RatioDaemon on Sovereign Id
Sovereign Id is trying to handle sovereign id. Follow-on functionality checks currently show the test could not run cleanly with the setup we had, the trust label is High Risk, and setup looks advanced.
Quick read: Sovereign Id sits in the sovereign id lane. Right now the setup burden is advanced, the trust label is High Risk, and the latest live test picture reads the test could not run cleanly with the setup we had.
What this skill seems to be for
Who is this really for? Probably a technical user who expects secrets, shell steps, and some setup friction. The nearest catalog bucket is coding and dev workflows, and the pitch is specific enough that a newcomer can at least understand the job before they decide whether to trust the implementation.
Why it looks promising
- It cleared the baseline safety checks.
- The evidence is source-scanned rather than metadata-only.
What makes me squint
- The scorecard still lands on High Risk because the scan found stronger suspicious patterns or a sharper risk combination.
- The latest functionality-v2 row is failing and currently reads as the test could not run cleanly with the setup we had.
- It touches higher-impact surfaces like private key, token, and oauth.

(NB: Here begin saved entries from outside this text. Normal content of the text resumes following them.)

PR #30, opened 2018-07-03
JCRVLT-180 implement filesystem based persistence layer

tripodsan:
This is a work-in-progress pull request to facilitate discussion and reviews.

### DIFF
--- a/vault-core/src/main/java/org/apache/jackrabbit/vault/packaging/JcrPackageManager.java
+++ b/vault-core/src/main/java/org/apache/jackrabbit/vault/packaging/JcrPackageManager.java
@@ -34,6 +34,7 @@ import org.apache.jackrabbit.vault.fs.api.ProgressTrackerListener;
 import org.apache.jackrabbit.vault.fs.api.WorkspaceFilter;
 import org.apache.jackrabbit.vault.fs.io.Archive;
 import org.apache.jackrabbit.vault.fs.io.ImportOptions;
+import org.apache.jackrabbit.vault.packaging.registry.PackageRegistry;
 import org.osgi.annotation.versioning.ProviderType;
 
 /**
@@ -393,4 +394,7 @@ public interface JcrPackageManager extends PackageManager {
      */
     @Nonnull
     List<JcrPackage> listPackages(@Nullable String group, boolean built) throws RepositoryException;
+    
+    @Nonnull
+    PackageRegistry getRegistry();
 }
--- a/vault-core/src/main/java/org/apache/jackrabbit/vault/packaging/registry/impl/FSPackageRegistry.java
+++ b/vault-core/src/main/java/org/apache/jackrabbit/vault/packaging/registry/impl/FSPackageRegistry.java
@@ -17,11 +17,22 @@
 package org.apache.jackrabbit.vault.packaging.registry.impl;
 
 import java.io.File;
+import java.io.FileInputStream;
+import java.io.FileOutputStream;
 import java.io.IOException;
 import java.io.InputStream;
+import java.io.ObjectInputStream;
+import java.io.ObjectOutputStream;
+import java.io.Serializable;
+import java.util.ArrayList;
+import java.util.Collection;
 import java.util.Collections;
+import java.util.HashMap;
+import java.util.HashSet;
 import java.util.LinkedList;
 import java.util.List;
+import java.util.Map;
+import java.util.Map.Entry;
 import java.util.Properties;
 import java.util.Set;
 import java.util.TreeSet;
@@ -30,11 +41,13 @@ import java.util.UUID;
 import javax.annotation.Nonnull;
 import javax.annotation.Nullable;
 import javax.jcr.RepositoryException;
-import javax.jcr.Session;import org.apache.jackrabbit.vault.fs.config.MetaInf;
+import javax.jcr.Session;
+
+import org.apache.commons.io.FileUtils;
+import org.apache.jackrabbit.vault.fs.config.MetaInf;
 import org.apache.jackrabbit.vault.fs.io.ImportOptions;
 import org.apache.jackrabbit.vault.fs.io.MemoryArchive;
 import org.apache.jackrabbit.vault.packaging.Dependency;
-import org.apache.jackrabbit.vault.packaging.JcrPackage;
 import org.apache.jackrabbit.vault.packaging.NoSuchPackageException;
 import org.apache.jackrabbit.vault.packaging.PackageException;
 import org.apache.jackrabbit.vault.packaging.PackageExistsException;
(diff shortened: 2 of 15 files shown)


vault-core/src/main/java/org/apache/jackrabbit/vault/packaging/registry/impl/FSPackageRegistry.java
```diff
@@ -0,0 +1,570 @@
...
+                }
+            } finally {
+                if (pkg != null && !pkg.isClosed()) {
+                    pkg.close();
+                }
+            }
+
+        }
+         
+        // can't go through JcrPackageImpl as being JCR dependant but has to
```
tripodsan: remove unused code

vault-core/src/main/java/org/apache/jackrabbit/vault/packaging/registry/impl/FSPackageRegistry.java
```diff
@@ -0,0 +1,570 @@
...
+     * @param roots
+     *            the root paths to store the packages.
+     * @throws IOException
+     */
+    @SuppressWarnings("unchecked")
+    public FSPackageRegistry(@Nonnull File homeDir) throws IOException {
+        FSPackageRegistry.homeDir = homeDir;
+        if (homeDir.exists()) {
+            FSPackageRegistry.statusFile = new File(homeDir, "registrystatus.ser");
+            if (statusFile.exists()) {
```
tripodsan: move the status loading to own method

vault-core/src/main/java/org/apache/jackrabbit/vault/packaging/registry/impl/FSPackageRegistry.java
```diff
@@ -0,0 +1,570 @@
...
+                FileInputStream fis = null;
+                ObjectInputStream ois = null;
+                try {
+                    fis = new FileInputStream("hashmap.ser");
```
tripodsan: instead of 1 serialized hashmap, I think it's more robust to have a status file (properties or json) for each package. the file traversal overhead is not huge if it only happens once when a registry is created (assuming it can be cached as a service, for example). having individual files reduces concurrency issues.

vault-core/src/main/java/org/apache/jackrabbit/vault/packaging/registry/impl/FSPackageRegistry.java
```diff
@@ -0,0 +1,570 @@
...
+            return null;
+        }
+
+    }
+
+    /**
+     * {@inheritDoc}
+     */
+    @Override
+    public PackageId resolve(Dependency dependency, boolean onlyInstalled) throws IOException {
```
tripodsan: I think this could go into a common base class.

vault-core/src/main/java/org/apache/jackrabbit/vault/packaging/registry/impl/FSPackageRegistry.java
```diff
@@ -0,0 +1,570 @@
...
+        // TODO @suess - how to capture installation state
+        return false;
+    }
+
+    /**
+     * {@inheritDoc}
+     */
+    @Nonnull
+    @Override
+    public PackageId[] usage(PackageId id) throws IOException {
```
tripodsan: I think this could go into a common base class.

vault-core/src/main/java/org/apache/jackrabbit/vault/packaging/registry/impl/FSPackageRegistry.java
```diff
@@ -0,0 +1,570 @@
...
+                    }
+                }
+            }
+        }
+        return usages.toArray(new PackageId[usages.size()]);
+    }
+
+    @Nonnull
+    @Override
+    public DependencyReport analyzeDependencies(@Nonnull PackageId id, boolean onlyInstalled)
```
tripodsan: I think this could go into a common base class.

vault-core/src/main/java/org/apache/jackrabbit/vault/packaging/registry/impl/FSPackageRegistry.java
```diff
@@ -0,0 +1,570 @@
...
+            PackagePropertiesImpl props = new PackagePropertiesImpl() {
+                @Override
+                protected Properties getPropertiesMap() {
+                    return inf.getProperties();
+                }
+            };
+            PackageId pid = props.getId();
+    
+            // invalidate pid if path is unknown
+            if (pid == null) {
```
tripodsan: this is rather for backwards compatibility. I wonder if we should still allow this...

vault-core/src/main/java/org/apache/jackrabbit/vault/packaging/registry/impl/FSPackageRegistry.java
```diff
@@ -0,0 +1,570 @@
...
+        }
+        FileUtils.copyFile(file, pkgFile);
+        return pack.getId();
+    }
+
+    @Nonnull
+    @Override
+    public PackageId registerExternal(@Nonnull File file, boolean replace) throws IOException, PackageExistsException {
+        ZipVaultPackage pack = new ZipVaultPackage(file, false, true);
+        // TODO: @suess - capture reference in central location
```
tripodsan: or maybe add a `<package-path>.ref` to where the .zip file would be and just record the reference to the external file.

or just have a `<package-path>.properties`  as mandatory file that contains installation state etc. it could contain a `fileReference` property, in case the `<package-path>.zip` does not exist.

vault-core/src/main/java/org/apache/jackrabbit/vault/packaging/registry/impl/FSPackageRegistry.java
```diff
@@ -0,0 +1,570 @@
...
+            if (v.length() > 0) {
+                b.append("-").append(v);
+            }
+            installPath = b.toString();
+        }
+
+        return installPath;
+    }
+
+    private String getMappedPackage(PackageId id) {
```
tripodsan: what is this?

vault-core/src/main/java/org/apache/jackrabbit/vault/packaging/registry/impl/FSPackageRegistry.java
```diff
@@ -0,0 +1,570 @@
...
+    @Override
+    public ExecutionPlanBuilder createExecutionPlan() {
+        return new ExecutionPlanBuilderImpl(this);
+    }
+
+    @Override
+    public void installPackage(Session session, RegisteredPackage pkg, ImportOptions opts, boolean extract) throws IOException, PackageException {
+
+        if (session == null){
+            log.error("Installation of packages only supported when session is set.");
```
tripodsan: maybe throw an exception here?

vault-core/src/main/java/org/apache/jackrabbit/vault/packaging/registry/impl/FSPackageRegistry.java
DominikSuess: Not sure.. I think we could also throw an IOException and no longer support it.

vault-core/src/main/java/org/apache/jackrabbit/vault/packaging/JcrPackageManager.java
```diff
@@ -34,6 +34,7 @@
 import org.apache.jackrabbit.vault.fs.api.WorkspaceFilter;
 import org.apache.jackrabbit.vault.fs.io.Archive;
 import org.apache.jackrabbit.vault.fs.io.ImportOptions;
+import org.apache.jackrabbit.vault.packaging.registry.PackageRegistry;
```
tripodsan: remove unused import

vault-core/src/main/java/org/apache/jackrabbit/vault/packaging/registry/impl/FSPackageRegistry.java
```diff
@@ -0,0 +1,528 @@
...
+    public boolean contains(@Nonnull PackageId id) throws IOException {
+        File meta = getPackageMetaDataFile(id);
+        return meta.exists() && meta.isFile();
+    }
+
+    @Nullable
+    private File getPackageFile(@Nonnull PackageId id) {
+        try {
+            InstallState state = getInstallState(id);
+            if (FSPackageStatus.NOTREGISTERED.equals(state.getStatus())) {
```
tripodsan: enums can be compared with `==`

vault-core/src/main/java/org/apache/jackrabbit/vault/packaging/registry/impl/FSPackageRegistry.java
```diff
@@ -0,0 +1,528 @@
...
+        setInstallState(pid, targetStatus, state.getFilePath(), state.isExternal());
+    }
+
+    private void setInstallState(PackageId pid, FSPackageStatus targetStatus, String filePath, boolean external) throws IOException {
+        File metaData = getPackageMetaDataFile(pid);
+        
+        if (targetStatus.equals(FSPackageStatus.NOTREGISTERED)) {
+            metaData.delete();
+        } else {
+            OutputStream out = FileUtils.openOutputStream(metaData);
```
tripodsan: are you sure you want to use XML? isn't json or properties much easier? (and potentially faster) ?

vault-core/src/main/java/org/apache/jackrabbit/vault/packaging/registry/impl/FSPackageRegistry.java
```diff
@@ -0,0 +1,528 @@
...
+ * FileSystem based registry not depending on a JCR Session. All metadata is stored in Filesystem and can be prepared and used without a running JCR repository
+ * Only methods to install or uninstall packages require an active {@code Session} object of running jcr instance to perform the actual installation tasks 
+ */
+@Component(
+        service = PackageRegistry.class,
+        configurationPolicy = ConfigurationPolicy.REQUIRE,
+        property = {"service.vendor=The Apache Software Foundation"}
+)
+@Designate(ocd = FSPackageRegistry.Config.class)
+public class FSPackageRegistry extends AbstractPackageRegistry {
```
tripodsan: I think this should eventually to into some generic `getRegistry()` method in the `Packaging` class.

vault-core/src/main/java/org/apache/jackrabbit/vault/packaging/registry/impl/FSPackageRegistry.java
DominikSuess: @tripodsan  reason for xml is just that I wanted to reuse the same serialization  in vault-core already used for execution plan and didn#t want to introduce yet another serializer

vault-core/src/main/java/org/apache/jackrabbit/vault/packaging/registry/impl/FSPackageRegistry.java
DominikSuess: @tripodsan  the trouble is that we have active registries at the same time, but yes we certainly can improve this - but we should think on how to declare which registry to consume!?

- It expects 12 environment variables.
- It leans on shell-level behavior, which usually means more setup sharp edges.
- The scan flagged
password.
What the tests actually found
The latest meaningful runtime row is follow-on functionality checks could not be fully tested. That matters because the test ran into missing setup or missing integration context, not a clearly broken product behavior. The first tripwire was package json entrypoints. The loudest clue was: โ[eval]:1โ
Bottom line: the current result reads more like the test could not run cleanly with the setup we had than proof that the core skill logic is broken.
Should a newcomer try it?
No for most newcomers. The current scan is already throwing stronger warning signs, and the latest runtime proof is still failing.
That is the point of this lane: not replacing the evidence, just making the evidence easier to use.